PR #353, opened 2021-02-17
pillar methods for tune objects

topepo:
Will require new versions of `pillar` and `tibble` to fully work so `size_sum()` is conditionally registered.


DESCRIPTION
```diff
@@ -46,5 +46,4 @@ LazyData: true
 Roxygen: list(markdown = TRUE)
 RoxygenNote: 7.1.1.9000
 Language: en-US
-Remotes:
-    tidymodels/rsample
```
DavisVaughan, line 50: Did you want to require a specific cran rsample version now? i.e. i dont think it should be `rsample (>= 0.0.8.9001)` anymore, but maybe `rsample (>= 0.0.9)`?

R/0_imports.R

****************

> **What is being asked**
Print out the listing in full, exactly as it appears.

> **Written solution**
PR #353, opened 2021-02-17
pillar methods for tune objects

topepo:
Will require new versions of `pillar` and `tibble` to fully work so `size_sum()` is conditionally registered.


DESCRIPTION
```diff
@@ -46,5 +46,4 @@ LazyData: true
 Roxygen: list(markdown = TRUE)
 RoxygenNote: 7.1.1.9000
 Language: en-US
-Remotes:
-    tidymodels/rsample
```
DavisVaughan, line 50: Did you want to require a specific cran rsample version now? i.e. i dont think it should be `rsample (>= 0.0.8.9001)` anymore, but maybe `rsample (>= 0.0.9)`?

R/0_imports.R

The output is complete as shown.